** Opening INPUT DATA block **

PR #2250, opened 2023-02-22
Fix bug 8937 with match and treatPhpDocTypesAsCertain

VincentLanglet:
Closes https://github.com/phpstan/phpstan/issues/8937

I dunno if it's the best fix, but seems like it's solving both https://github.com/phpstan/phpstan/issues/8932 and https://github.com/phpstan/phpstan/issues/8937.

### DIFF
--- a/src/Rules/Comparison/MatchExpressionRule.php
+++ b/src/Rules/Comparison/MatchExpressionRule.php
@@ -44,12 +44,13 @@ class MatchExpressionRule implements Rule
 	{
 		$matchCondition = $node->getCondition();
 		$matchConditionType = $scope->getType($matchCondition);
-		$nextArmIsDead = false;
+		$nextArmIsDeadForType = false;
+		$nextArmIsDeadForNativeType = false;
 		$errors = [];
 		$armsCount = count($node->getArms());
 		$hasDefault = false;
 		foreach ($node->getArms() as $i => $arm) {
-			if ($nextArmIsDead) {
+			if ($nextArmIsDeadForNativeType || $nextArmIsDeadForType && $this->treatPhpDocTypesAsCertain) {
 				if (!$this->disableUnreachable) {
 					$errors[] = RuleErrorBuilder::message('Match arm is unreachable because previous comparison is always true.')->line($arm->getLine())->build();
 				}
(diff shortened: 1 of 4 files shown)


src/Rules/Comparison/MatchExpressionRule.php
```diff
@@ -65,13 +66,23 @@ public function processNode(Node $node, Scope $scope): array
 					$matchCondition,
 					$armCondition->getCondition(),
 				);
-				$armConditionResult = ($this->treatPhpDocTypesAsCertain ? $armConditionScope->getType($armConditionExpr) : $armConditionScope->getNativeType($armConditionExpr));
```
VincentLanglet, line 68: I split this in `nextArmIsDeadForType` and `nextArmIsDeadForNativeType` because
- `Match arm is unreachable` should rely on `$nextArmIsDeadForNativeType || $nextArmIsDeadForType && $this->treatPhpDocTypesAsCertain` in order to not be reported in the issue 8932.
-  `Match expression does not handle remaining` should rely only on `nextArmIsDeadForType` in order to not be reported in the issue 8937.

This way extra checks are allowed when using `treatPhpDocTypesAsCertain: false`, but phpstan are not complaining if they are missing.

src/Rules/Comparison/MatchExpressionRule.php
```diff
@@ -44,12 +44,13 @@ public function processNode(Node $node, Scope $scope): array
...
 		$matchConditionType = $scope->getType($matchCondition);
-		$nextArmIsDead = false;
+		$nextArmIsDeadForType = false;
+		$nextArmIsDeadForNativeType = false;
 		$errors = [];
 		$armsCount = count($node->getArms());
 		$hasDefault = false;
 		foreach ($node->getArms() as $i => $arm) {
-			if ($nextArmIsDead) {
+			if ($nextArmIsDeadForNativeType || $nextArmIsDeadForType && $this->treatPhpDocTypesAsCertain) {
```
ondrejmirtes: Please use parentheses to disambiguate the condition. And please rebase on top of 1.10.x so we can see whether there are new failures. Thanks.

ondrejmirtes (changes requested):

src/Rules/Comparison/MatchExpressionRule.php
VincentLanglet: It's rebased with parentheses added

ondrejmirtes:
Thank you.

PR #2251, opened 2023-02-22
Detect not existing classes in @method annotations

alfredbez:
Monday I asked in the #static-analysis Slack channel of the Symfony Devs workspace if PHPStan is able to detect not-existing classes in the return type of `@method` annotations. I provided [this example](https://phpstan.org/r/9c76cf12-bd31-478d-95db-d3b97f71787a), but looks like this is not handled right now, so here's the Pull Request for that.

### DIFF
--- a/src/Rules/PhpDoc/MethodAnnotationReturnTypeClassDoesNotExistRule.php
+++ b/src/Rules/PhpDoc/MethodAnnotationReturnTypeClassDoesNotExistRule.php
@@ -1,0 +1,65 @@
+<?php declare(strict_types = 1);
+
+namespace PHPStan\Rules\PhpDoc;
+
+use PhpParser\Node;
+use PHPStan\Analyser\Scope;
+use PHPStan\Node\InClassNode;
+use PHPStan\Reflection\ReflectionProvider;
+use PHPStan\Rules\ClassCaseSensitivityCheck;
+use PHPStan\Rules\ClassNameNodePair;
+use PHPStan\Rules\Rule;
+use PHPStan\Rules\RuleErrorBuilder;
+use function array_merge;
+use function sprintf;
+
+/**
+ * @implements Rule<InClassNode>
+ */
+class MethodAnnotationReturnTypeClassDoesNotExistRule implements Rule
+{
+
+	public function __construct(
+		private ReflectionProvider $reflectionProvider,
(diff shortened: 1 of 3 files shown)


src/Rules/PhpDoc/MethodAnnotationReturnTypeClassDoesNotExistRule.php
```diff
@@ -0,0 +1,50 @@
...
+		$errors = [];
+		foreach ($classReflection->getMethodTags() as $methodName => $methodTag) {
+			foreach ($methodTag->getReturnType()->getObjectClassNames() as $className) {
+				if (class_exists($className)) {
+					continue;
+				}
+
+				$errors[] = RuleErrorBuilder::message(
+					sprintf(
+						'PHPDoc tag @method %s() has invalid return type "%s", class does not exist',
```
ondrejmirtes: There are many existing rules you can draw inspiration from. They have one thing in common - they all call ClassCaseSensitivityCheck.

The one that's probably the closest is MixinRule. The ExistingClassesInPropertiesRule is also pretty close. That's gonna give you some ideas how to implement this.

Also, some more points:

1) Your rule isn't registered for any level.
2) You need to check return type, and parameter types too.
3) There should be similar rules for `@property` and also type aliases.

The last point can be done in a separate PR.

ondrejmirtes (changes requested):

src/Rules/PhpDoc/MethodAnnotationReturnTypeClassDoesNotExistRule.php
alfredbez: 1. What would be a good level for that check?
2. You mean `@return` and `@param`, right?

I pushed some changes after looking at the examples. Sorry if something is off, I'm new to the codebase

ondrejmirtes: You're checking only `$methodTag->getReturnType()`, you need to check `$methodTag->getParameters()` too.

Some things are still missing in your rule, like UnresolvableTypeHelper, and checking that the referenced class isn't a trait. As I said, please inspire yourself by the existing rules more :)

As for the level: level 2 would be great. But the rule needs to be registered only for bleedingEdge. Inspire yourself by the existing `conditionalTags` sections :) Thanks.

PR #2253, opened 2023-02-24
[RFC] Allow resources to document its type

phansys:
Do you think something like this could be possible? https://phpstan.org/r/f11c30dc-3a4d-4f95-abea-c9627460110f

** Closing INPUT DATA block **

Copy out each record from above, exactly.

ANSWER TO THIS EXERCISE —
PR #2250, opened 2023-02-22
Fix bug 8937 with match and treatPhpDocTypesAsCertain

VincentLanglet:
Closes https://github.com/phpstan/phpstan/issues/8937

I dunno if it's the best fix, but seems like it's solving both https://github.com/phpstan/phpstan/issues/8932 and https://github.com/phpstan/phpstan/issues/8937.

### DIFF
--- a/src/Rules/Comparison/MatchExpressionRule.php
+++ b/src/Rules/Comparison/MatchExpressionRule.php
@@ -44,12 +44,13 @@ class MatchExpressionRule implements Rule
 	{
 		$matchCondition = $node->getCondition();
 		$matchConditionType = $scope->getType($matchCondition);
-		$nextArmIsDead = false;
+		$nextArmIsDeadForType = false;
+		$nextArmIsDeadForNativeType = false;
 		$errors = [];
 		$armsCount = count($node->getArms());
 		$hasDefault = false;
 		foreach ($node->getArms() as $i => $arm) {
-			if ($nextArmIsDead) {
+			if ($nextArmIsDeadForNativeType || $nextArmIsDeadForType && $this->treatPhpDocTypesAsCertain) {
 				if (!$this->disableUnreachable) {
 					$errors[] = RuleErrorBuilder::message('Match arm is unreachable because previous comparison is always true.')->line($arm->getLine())->build();
 				}
(diff shortened: 1 of 4 files shown)


src/Rules/Comparison/MatchExpressionRule.php
```diff
@@ -65,13 +66,23 @@ public function processNode(Node $node, Scope $scope): array
 					$matchCondition,
 					$armCondition->getCondition(),
 				);
-				$armConditionResult = ($this->treatPhpDocTypesAsCertain ? $armConditionScope->getType($armConditionExpr) : $armConditionScope->getNativeType($armConditionExpr));
```
VincentLanglet, line 68: I split this in `nextArmIsDeadForType` and `nextArmIsDeadForNativeType` because
- `Match arm is unreachable` should rely on `$nextArmIsDeadForNativeType || $nextArmIsDeadForType && $this->treatPhpDocTypesAsCertain` in order to not be reported in the issue 8932.
-  `Match expression does not handle remaining` should rely only on `nextArmIsDeadForType` in order to not be reported in the issue 8937.

This way extra checks are allowed when using `treatPhpDocTypesAsCertain: false`, but phpstan are not complaining if they are missing.

src/Rules/Comparison/MatchExpressionRule.php
```diff
@@ -44,12 +44,13 @@ public function processNode(Node $node, Scope $scope): array
...
 		$matchConditionType = $scope->getType($matchCondition);
-		$nextArmIsDead = false;
+		$nextArmIsDeadForType = false;
+		$nextArmIsDeadForNativeType = false;
 		$errors = [];
 		$armsCount = count($node->getArms());
 		$hasDefault = false;
 		foreach ($node->getArms() as $i => $arm) {
-			if ($nextArmIsDead) {
+			if ($nextArmIsDeadForNativeType || $nextArmIsDeadForType && $this->treatPhpDocTypesAsCertain) {
```
ondrejmirtes: Please use parentheses to disambiguate the condition. And please rebase on top of 1.10.x so we can see whether there are new failures. Thanks.

ondrejmirtes (changes requested):

src/Rules/Comparison/MatchExpressionRule.php
VincentLanglet: It's rebased with parentheses added

ondrejmirtes:
Thank you.

PR #2251, opened 2023-02-22
Detect not existing classes in @method annotations

alfredbez:
Monday I asked in the #static-analysis Slack channel of the Symfony Devs workspace if PHPStan is able to detect not-existing classes in the return type of `@method` annotations. I provided [this example](https://phpstan.org/r/9c76cf12-bd31-478d-95db-d3b97f71787a), but looks like this is not handled right now, so here's the Pull Request for that.

### DIFF
--- a/src/Rules/PhpDoc/MethodAnnotationReturnTypeClassDoesNotExistRule.php
+++ b/src/Rules/PhpDoc/MethodAnnotationReturnTypeClassDoesNotExistRule.php
@@ -1,0 +1,65 @@
+<?php declare(strict_types = 1);
+
+namespace PHPStan\Rules\PhpDoc;
+
+use PhpParser\Node;
+use PHPStan\Analyser\Scope;
+use PHPStan\Node\InClassNode;
+use PHPStan\Reflection\ReflectionProvider;
+use PHPStan\Rules\ClassCaseSensitivityCheck;
+use PHPStan\Rules\ClassNameNodePair;
+use PHPStan\Rules\Rule;
+use PHPStan\Rules\RuleErrorBuilder;
+use function array_merge;
+use function sprintf;
+
+/**
+ * @implements Rule<InClassNode>
+ */
+class MethodAnnotationReturnTypeClassDoesNotExistRule implements Rule
+{
+
+	public function __construct(
+		private ReflectionProvider $reflectionProvider,
(diff shortened: 1 of 3 files shown)


src/Rules/PhpDoc/MethodAnnotationReturnTypeClassDoesNotExistRule.php
```diff
@@ -0,0 +1,50 @@
...
+		$errors = [];
+		foreach ($classReflection->getMethodTags() as $methodName => $methodTag) {
+			foreach ($methodTag->getReturnType()->getObjectClassNames() as $className) {
+				if (class_exists($className)) {
+					continue;
+				}
+
+				$errors[] = RuleErrorBuilder::message(
+					sprintf(
+						'PHPDoc tag @method %s() has invalid return type "%s", class does not exist',
```
ondrejmirtes: There are many existing rules you can draw inspiration from. They have one thing in common - they all call ClassCaseSensitivityCheck.

The one that's probably the closest is MixinRule. The ExistingClassesInPropertiesRule is also pretty close. That's gonna give you some ideas how to implement this.

Also, some more points:

1) Your rule isn't registered for any level.
2) You need to check return type, and parameter types too.
3) There should be similar rules for `@property` and also type aliases.

The last point can be done in a separate PR.

ondrejmirtes (changes requested):

src/Rules/PhpDoc/MethodAnnotationReturnTypeClassDoesNotExistRule.php
alfredbez: 1. What would be a good level for that check?
2. You mean `@return` and `@param`, right?

I pushed some changes after looking at the examples. Sorry if something is off, I'm new to the codebase

ondrejmirtes: You're checking only `$methodTag->getReturnType()`, you need to check `$methodTag->getParameters()` too.

Some things are still missing in your rule, like UnresolvableTypeHelper, and checking that the referenced class isn't a trait. As I said, please inspire yourself by the existing rules more :)

As for the level: level 2 would be great. But the rule needs to be registered only for bleedingEdge. Inspire yourself by the existing `conditionalTags` sections :) Thanks.

PR #2253, opened 2023-02-24
[RFC] Allow resources to document its type

phansys:
Do you think something like this could be possible? https://phpstan.org/r/f11c30dc-3a4d-4f95-abea-c9627460110f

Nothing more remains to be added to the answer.